**TASK REQUIREMENTS**
Starting at the line with "PR #183, opened 2020-03-24" and going on through the line with "AND CMAKE_CXX_FLAGS MATCHES", reproduce each line in the records below exactly and nothing more.

Stored items:
____________

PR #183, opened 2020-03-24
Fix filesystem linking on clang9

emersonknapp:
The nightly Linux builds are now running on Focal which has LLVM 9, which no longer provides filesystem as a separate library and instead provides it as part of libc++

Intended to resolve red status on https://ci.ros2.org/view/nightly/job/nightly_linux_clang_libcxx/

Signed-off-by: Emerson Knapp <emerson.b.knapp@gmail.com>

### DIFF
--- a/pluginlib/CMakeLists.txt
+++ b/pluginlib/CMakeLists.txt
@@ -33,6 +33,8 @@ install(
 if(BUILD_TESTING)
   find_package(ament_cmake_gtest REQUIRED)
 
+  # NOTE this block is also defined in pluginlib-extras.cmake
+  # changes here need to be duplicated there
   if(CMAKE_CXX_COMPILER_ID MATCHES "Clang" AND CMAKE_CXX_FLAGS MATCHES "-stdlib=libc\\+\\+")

____________

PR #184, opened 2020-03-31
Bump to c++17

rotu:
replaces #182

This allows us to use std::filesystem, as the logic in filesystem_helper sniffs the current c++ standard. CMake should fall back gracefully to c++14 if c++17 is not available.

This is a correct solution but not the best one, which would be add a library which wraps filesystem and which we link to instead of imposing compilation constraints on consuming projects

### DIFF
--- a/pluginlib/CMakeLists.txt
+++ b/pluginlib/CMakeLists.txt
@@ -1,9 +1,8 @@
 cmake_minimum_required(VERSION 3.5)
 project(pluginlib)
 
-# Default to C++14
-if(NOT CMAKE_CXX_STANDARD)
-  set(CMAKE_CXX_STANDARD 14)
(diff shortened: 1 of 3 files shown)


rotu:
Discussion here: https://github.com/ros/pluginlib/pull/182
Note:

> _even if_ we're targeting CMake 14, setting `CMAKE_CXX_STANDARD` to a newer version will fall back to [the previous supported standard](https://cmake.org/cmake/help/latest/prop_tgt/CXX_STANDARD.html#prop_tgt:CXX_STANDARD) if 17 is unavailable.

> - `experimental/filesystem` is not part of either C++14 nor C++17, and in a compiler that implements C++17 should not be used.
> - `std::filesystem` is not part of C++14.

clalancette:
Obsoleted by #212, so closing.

____________

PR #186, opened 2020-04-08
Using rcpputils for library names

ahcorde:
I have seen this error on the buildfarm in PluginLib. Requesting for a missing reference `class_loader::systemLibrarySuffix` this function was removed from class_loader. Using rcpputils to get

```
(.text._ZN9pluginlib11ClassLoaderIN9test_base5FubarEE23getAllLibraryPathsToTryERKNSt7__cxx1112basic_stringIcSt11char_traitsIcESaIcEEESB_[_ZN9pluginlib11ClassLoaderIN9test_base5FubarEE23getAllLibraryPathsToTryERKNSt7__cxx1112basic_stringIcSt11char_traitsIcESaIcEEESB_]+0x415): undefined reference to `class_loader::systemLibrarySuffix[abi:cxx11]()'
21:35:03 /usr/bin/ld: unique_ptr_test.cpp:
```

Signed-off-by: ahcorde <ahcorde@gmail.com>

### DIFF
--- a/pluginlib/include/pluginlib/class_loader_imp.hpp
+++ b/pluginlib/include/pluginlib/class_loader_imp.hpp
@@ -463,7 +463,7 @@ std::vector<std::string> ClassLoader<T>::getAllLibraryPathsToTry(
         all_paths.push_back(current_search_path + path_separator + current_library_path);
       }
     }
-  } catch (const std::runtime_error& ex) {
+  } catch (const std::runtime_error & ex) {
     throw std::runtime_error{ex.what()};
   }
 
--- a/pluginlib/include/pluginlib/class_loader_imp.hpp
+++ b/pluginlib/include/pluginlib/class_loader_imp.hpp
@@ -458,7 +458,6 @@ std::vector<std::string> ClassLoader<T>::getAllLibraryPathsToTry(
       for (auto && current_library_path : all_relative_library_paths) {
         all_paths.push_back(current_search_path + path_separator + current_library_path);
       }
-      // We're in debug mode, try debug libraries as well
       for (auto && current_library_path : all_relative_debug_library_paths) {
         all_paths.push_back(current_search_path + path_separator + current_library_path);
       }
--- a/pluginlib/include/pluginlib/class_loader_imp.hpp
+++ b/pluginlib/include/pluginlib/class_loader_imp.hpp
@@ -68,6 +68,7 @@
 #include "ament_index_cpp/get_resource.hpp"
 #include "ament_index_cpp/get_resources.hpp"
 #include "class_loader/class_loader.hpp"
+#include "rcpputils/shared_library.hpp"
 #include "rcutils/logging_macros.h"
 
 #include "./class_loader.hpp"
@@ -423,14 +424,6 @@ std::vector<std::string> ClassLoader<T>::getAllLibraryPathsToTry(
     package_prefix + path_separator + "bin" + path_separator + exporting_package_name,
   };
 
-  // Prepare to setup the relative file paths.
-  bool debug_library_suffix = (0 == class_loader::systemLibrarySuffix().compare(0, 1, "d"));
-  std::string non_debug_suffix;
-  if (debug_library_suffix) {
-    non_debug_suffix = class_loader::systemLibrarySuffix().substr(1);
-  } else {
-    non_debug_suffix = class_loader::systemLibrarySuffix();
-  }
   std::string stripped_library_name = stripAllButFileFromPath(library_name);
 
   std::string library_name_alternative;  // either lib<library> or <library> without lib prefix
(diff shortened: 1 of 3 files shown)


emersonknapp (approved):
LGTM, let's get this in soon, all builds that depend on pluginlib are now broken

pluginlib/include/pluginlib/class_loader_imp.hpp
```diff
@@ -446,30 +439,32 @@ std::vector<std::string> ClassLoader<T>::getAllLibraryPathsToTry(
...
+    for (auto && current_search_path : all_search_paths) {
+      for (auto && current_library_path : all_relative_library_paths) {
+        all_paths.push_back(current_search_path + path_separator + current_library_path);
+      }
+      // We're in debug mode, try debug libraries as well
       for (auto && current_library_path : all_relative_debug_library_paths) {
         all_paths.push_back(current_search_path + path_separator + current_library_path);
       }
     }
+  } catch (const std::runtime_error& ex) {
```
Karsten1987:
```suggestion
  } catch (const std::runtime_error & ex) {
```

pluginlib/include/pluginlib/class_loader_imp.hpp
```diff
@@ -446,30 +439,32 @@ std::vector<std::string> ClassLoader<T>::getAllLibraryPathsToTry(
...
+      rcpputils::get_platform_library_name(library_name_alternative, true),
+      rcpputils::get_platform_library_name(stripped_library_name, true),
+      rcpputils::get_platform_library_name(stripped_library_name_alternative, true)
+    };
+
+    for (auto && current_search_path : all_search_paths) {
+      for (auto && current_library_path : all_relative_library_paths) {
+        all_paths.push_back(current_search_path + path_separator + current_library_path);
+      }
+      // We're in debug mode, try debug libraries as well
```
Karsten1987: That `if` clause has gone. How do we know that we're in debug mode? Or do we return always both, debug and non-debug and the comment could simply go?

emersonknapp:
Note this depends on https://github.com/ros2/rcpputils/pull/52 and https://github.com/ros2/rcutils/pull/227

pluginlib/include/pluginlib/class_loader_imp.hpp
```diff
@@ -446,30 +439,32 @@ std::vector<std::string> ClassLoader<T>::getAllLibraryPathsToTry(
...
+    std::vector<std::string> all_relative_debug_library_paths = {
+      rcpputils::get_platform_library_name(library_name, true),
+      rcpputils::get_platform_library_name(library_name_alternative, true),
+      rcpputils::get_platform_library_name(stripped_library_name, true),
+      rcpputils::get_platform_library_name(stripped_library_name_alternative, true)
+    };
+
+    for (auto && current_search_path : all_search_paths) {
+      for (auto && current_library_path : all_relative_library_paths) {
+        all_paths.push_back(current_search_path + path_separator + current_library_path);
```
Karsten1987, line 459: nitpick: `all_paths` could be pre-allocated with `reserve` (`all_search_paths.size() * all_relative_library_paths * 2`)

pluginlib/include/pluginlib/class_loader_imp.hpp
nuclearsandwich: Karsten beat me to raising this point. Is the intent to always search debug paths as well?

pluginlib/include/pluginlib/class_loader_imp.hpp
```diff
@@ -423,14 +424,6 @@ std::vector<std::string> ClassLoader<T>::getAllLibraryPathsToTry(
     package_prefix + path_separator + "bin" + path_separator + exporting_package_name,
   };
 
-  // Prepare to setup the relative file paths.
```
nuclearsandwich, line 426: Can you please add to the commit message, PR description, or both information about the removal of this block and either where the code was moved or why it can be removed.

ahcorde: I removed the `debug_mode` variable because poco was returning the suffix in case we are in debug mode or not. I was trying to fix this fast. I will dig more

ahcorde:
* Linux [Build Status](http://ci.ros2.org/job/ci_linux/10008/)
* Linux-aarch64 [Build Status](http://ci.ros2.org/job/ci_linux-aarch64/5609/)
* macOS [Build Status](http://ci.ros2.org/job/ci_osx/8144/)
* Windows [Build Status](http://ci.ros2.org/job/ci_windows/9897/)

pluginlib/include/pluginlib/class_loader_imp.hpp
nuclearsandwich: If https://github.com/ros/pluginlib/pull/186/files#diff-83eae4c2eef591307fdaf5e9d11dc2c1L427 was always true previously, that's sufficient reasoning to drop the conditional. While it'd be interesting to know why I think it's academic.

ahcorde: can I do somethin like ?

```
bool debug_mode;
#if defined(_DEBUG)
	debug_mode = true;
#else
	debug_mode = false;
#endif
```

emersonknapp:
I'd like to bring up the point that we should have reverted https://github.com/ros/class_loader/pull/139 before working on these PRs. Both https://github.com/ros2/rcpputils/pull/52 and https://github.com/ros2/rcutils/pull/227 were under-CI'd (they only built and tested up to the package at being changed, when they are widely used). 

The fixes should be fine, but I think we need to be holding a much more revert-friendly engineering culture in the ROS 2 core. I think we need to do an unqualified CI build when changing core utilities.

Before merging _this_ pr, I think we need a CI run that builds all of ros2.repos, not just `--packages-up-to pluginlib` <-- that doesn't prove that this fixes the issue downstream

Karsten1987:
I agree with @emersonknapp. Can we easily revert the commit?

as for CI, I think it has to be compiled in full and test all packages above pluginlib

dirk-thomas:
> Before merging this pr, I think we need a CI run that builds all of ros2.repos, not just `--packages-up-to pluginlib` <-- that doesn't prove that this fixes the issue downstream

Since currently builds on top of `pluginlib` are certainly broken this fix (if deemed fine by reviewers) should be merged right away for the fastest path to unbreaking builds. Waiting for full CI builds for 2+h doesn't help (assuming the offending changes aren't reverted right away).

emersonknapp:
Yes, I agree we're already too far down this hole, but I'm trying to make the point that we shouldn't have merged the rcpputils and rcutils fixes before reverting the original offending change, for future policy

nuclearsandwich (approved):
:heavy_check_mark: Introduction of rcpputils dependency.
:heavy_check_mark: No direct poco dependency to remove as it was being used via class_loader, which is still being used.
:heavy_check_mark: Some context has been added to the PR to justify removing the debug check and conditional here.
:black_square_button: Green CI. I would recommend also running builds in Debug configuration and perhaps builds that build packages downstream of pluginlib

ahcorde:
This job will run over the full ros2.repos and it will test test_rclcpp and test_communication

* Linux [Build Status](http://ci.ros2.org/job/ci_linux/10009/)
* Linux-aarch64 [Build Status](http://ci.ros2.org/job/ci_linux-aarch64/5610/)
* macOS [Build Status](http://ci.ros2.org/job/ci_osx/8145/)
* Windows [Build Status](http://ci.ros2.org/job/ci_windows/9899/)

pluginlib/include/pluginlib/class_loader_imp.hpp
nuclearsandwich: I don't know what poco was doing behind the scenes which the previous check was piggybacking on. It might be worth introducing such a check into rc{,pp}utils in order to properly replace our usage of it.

____________

**RESPONSE AREA**
PR #183, opened 2020-03-24
Fix filesystem linking on clang9

emersonknapp:
The nightly Linux builds are now running on Focal which has LLVM 9, which no longer provides filesystem as a separate library and instead provides it as part of libc++

Intended to resolve red status on https://ci.ros2.org/view/nightly/job/nightly_linux_clang_libcxx/

Signed-off-by: Emerson Knapp <emerson.b.knapp@gmail.com>

### DIFF
--- a/pluginlib/CMakeLists.txt
+++ b/pluginlib/CMakeLists.txt
@@ -33,6 +33,8 @@ install(
 if(BUILD_TESTING)
   find_package(ament_cmake_gtest REQUIRED)
 
+  # NOTE this block is also defined in pluginlib-extras.cmake
+  # changes here need to be duplicated there
   if(CMAKE_CXX_COMPILER_ID MATCHES "Clang" AND CMAKE_CXX_FLAGS MATCHES "-stdlib=libc\\+\\+")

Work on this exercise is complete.